What he wouldn’t give to be able to teleport straight to his bed and forgo the reiteration of his supposed miraculous survival from certain death for the hundredth time around…

His father was unsurprisingly waiting for him just outside the building when a pair of guards guided him through the rusty metal doors, heavy shadows cast under his familiar blue eyes made worse by lack of a proper lightsource but otherwise much the same as the last time he and Will shared their brief goodbyes what felt like eons ago.

The only difference between that day and the current hour was that the man was already dressed down in his much less intimidating civilian attire—honestly a welcomed sight after so much time spent dealing with formality—but it struck him then that there was a very high chance some poor schmuck had to be the one to go and rouse the General from their home once his identity had been confirmed as being that of their newly missing recruit.

Which shouldn’t have made him feel guilty. The news was arguably much better than the first suckerpunch had to have been. But that knowledge didn’t prevent his stomach from cramping up in shame at seeing his father so uncharacteristically thrown together, as if all thoughts of his elevated status flew out the window the moment he’d heard his son’s name.

The two men on either side of his person halted their step when they were still several yards away from the man in question, throwing up a salute that lasted only as long as it took Apollo to close the remainder of the gap to come and join them at the edge of a small clearing.

“At ease, gentlemen,” he began by way of curt greeting, offering up a stiff nod of recognition of their hard work as if they alone were responsible for his return and not Will himself. “Thank you for escorting my son this far, but I’ll take it from here. You may return to your posts for the evening. May it be less chaotic than it has been.”

“Sir.”

It wasn’t until he caught the telltale sound of footsteps retreating into the distance that Will released his own stiffened posture with a quiet sigh, watching as the General before him slipped back into the role of parent with an awkward twitch of the lips.

“Son.”

”Father.”

Nodding his head toward the low-lit path before them, the two fell into step as Apollo’s tone shifted from light and airy to almost accusatory in nature.

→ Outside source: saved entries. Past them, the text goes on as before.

Issue #151, opened 2023-12-21
Handle empty list of types


emteknetnz:
If there are no allowable types of links to be created the LinkPicker will end up with a fatal error e.g. 

`[Emergency] Uncaught InvalidArgumentException: "SilverStripe\LinkField\Form\LinkField": Allowed types cannot be empty`

This can be forced with `LinkField::create('MyLink')->setAllowedTypes([]);`, though it's also possible if the CMS user fails canCreate() checks on the allowed link types.

Since the CMS user has no control over this, we should allow and empty list of types and display a UI message on the frontend instead of an empty dropdown

## ACs
- There should be a message should be "Unable to create link"
- There should not be a fatal PHP error arriving via ajax
- If develop passes an empty array to setAllowedTypes() there should still be an exception because this is a developer error rather than a bunch of permission checks failing

## PR
- https://github.com/silverstripe/silverstripe-linkfield/pull/174

GuySartorelli:
@emteknetnz Please add a link to the PR

emteknetnz:
Done

sabina-talipova:
PR was merged. Close.

PR #174, opened 2024-01-17
ENH Show a cannot create message when types is empty

emteknetnz:
Issue https://github.com/silverstripe/silverstripe-linkfield/issues/151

“I’ve already been given a briefing about the miraculousness of your return to us unscathed. I am, however, quite curious to know whether or not our first accounts of your disappearance are to be believed any longer. I would hate to have to revoke some of the status awarded to those who fought so bravely should it come to light that the tale they spun was less true than we thought.”

“That won’t be necessary,” Will promised, ducking his head a bit in embarrassment already knowing the situation was even half as bad as it had most likely been recounted to their leaders.

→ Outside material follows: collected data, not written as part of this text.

PR #180, opened 2024-01-19
FIX Defaul link type title and icon for disabled link types

sabina-talipova:
## Parent issue
- https://github.com/silverstripe/silverstripe-linkfield/issues/176


GuySartorelli (changes requested):
If I set the `canCreate()` method for any link type to return `false`, it breaks again. Here's an example where `canCreate()` returns `false` for `PhoneLink`:
image

This PR also introduces a regression for https://github.com/silverstripe/silverstripe-linkfield/issues/151 
image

Lord knows what Clarisse had been telling everyone else about his idiotic lapse in judgment ever since they’d returned with their spoils of war. Lou and Cecil would have had his back, but the other was a complete wildcard depending on the situation and how much stretching the truth proved in her favor.

“I don’t really remember much, it all happened so fast, but I’m sure what they told you about what happened was their version of it.”

“And yours?”

Worrying a lip between his teeth, he hesitated only a beat before reiterating the same lie he’d told several curious individuals while first being questioned.

“There was a place that was a weak spot in our accommodations—a small hole in the fence—and I took it upon myself to try and patch it before we were overrun with potential threats. I didn’t notice one of them had already gotten inside, and it cut off my route to the others, so I took a chance hoping I could lead it away before circling back.”

At least that part had been the truth of the matter. What came next was just the best way to explain why his absence had been as lengthy as it was when most sane individuals would have immediately returned to base upon realizing the situation.

It didn’t hurt that it was closer to the actual truth than anything crazier might have been.

“Something tackled me from behind and must’ve knocked me out cold. The next thing I knew, I was waking up in the middle of an unfamiliar location, and the creature next to me was lying there dead from a gunshot wound to the head. It was already after dark, so I found shelter elsewhere until we could regroup. By the time I was able to find it again, the location we had become separated was completely surrounded, and I had nothing on my person to use to fight anything off, so I held back and watched for signs of the others. I guess they’d already left by that point, nothing ever came of my espionage. Once I was able, I snuck back inside to grab any supplies I could and then proceeded on toward home. It only took me so long to get here because I stopped more often than inherently necessary to avoid total burnout.”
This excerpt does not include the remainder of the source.